* [Aim of the exercise]: Nothing in the records may change. Print them all again.

* [Extracted entries]:
-------------------------

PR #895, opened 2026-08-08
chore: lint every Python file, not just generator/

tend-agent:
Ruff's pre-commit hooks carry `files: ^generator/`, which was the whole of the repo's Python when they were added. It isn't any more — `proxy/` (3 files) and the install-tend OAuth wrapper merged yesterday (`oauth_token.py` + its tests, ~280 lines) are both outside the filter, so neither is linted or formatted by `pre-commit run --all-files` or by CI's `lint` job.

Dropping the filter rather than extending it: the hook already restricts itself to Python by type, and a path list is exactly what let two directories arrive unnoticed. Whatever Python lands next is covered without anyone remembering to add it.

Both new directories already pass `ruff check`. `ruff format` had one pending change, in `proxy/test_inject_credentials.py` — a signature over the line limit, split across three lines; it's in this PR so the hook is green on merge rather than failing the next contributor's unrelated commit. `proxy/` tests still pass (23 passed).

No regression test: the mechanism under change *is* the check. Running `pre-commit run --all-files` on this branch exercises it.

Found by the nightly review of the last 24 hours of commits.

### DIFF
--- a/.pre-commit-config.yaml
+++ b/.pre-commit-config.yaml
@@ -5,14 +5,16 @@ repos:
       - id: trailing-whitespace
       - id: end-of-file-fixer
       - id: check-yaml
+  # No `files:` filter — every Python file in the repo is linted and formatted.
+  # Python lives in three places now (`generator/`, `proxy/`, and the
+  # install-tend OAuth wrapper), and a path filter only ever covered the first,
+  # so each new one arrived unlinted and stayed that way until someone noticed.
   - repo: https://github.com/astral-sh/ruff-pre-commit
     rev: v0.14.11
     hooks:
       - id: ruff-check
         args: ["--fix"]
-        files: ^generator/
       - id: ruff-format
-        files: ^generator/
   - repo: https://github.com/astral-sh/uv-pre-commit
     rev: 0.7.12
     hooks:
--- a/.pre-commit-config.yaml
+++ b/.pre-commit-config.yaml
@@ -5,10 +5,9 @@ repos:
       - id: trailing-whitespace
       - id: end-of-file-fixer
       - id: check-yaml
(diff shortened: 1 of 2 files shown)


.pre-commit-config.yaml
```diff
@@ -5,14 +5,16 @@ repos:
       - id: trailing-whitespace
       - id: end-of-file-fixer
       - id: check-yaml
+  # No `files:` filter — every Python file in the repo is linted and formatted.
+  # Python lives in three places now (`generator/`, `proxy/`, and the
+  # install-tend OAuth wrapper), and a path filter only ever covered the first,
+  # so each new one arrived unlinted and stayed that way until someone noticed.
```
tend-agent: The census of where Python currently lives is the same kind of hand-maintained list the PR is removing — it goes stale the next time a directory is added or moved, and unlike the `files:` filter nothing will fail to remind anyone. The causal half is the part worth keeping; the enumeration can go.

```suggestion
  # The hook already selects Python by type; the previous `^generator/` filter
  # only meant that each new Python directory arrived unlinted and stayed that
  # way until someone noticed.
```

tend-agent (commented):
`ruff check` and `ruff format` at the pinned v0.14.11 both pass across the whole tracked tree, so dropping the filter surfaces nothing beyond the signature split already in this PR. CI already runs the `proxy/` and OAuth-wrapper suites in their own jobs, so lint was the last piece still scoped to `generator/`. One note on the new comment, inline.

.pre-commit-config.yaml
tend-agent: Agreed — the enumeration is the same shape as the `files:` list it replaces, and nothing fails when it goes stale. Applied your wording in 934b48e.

-------------------------

* [Written response]:
PR #895, opened 2026-08-08
chore: lint every Python file, not just generator/

tend-agent:
Ruff's pre-commit hooks carry `files: ^generator/`, which was the whole of the repo's Python when they were added. It isn't any more — `proxy/` (3 files) and the install-tend OAuth wrapper merged yesterday (`oauth_token.py` + its tests, ~280 lines) are both outside the filter, so neither is linted or formatted by `pre-commit run --all-files` or by CI's `lint` job.

Dropping the filter rather than extending it: the hook already restricts itself to Python by type, and a path list is exactly what let two directories arrive unnoticed. Whatever Python lands next is covered without anyone remembering to add it.

Both new directories already pass `ruff check`. `ruff format` had one pending change, in `proxy/test_inject_credentials.py` — a signature over the line limit, split across three lines; it's in this PR so the hook is green on merge rather than failing the next contributor's unrelated commit. `proxy/` tests still pass (23 passed).

No regression test: the mechanism under change *is* the check. Running `pre-commit run --all-files` on this branch exercises it.

Found by the nightly review of the last 24 hours of commits.

### DIFF
--- a/.pre-commit-config.yaml
+++ b/.pre-commit-config.yaml
@@ -5,14 +5,16 @@ repos:
       - id: trailing-whitespace
       - id: end-of-file-fixer
       - id: check-yaml
+  # No `files:` filter — every Python file in the repo is linted and formatted.
+  # Python lives in three places now (`generator/`, `proxy/`, and the
+  # install-tend OAuth wrapper), and a path filter only ever covered the first,
+  # so each new one arrived unlinted and stayed that way until someone noticed.
   - repo: https://github.com/astral-sh/ruff-pre-commit
     rev: v0.14.11
     hooks:
       - id: ruff-check
         args: ["--fix"]
-        files: ^generator/
       - id: ruff-format
-        files: ^generator/
   - repo: https://github.com/astral-sh/uv-pre-commit
     rev: 0.7.12
     hooks:
--- a/.pre-commit-config.yaml
+++ b/.pre-commit-config.yaml
@@ -5,10 +5,9 @@ repos:
       - id: trailing-whitespace
       - id: end-of-file-fixer
       - id: check-yaml
(diff shortened: 1 of 2 files shown)


.pre-commit-config.yaml
```diff
@@ -5,14 +5,16 @@ repos:
       - id: trailing-whitespace
       - id: end-of-file-fixer
       - id: check-yaml
+  # No `files:` filter — every Python file in the repo is linted and formatted.
+  # Python lives in three places now (`generator/`, `proxy/`, and the
+  # install-tend OAuth wrapper), and a path filter only ever covered the first,
+  # so each new one arrived unlinted and stayed that way until someone noticed.
```
tend-agent: The census of where Python currently lives is the same kind of hand-maintained list the PR is removing — it goes stale the next time a directory is added or moved, and unlike the `files:` filter nothing will fail to remind anyone. The causal half is the part worth keeping; the enumeration can go.

```suggestion
  # The hook already selects Python by type; the previous `^generator/` filter
  # only meant that each new Python directory arrived unlinted and stayed that
  # way until someone noticed.
```

tend-agent (commented):
`ruff check` and `ruff format` at the pinned v0.14.11 both pass across the whole tracked tree, so dropping the filter surfaces nothing beyond the signature split already in this PR. CI already runs the `proxy/` and OAuth-wrapper suites in their own jobs, so lint was the last piece still scoped to `generator/`. One note on the new comment, inline.

.pre-commit-config.yaml
tend-agent: Agreed — the enumeration is the same shape as the `files:` list it replaces, and nothing fails when it goes stale. Applied your wording in 934b48e.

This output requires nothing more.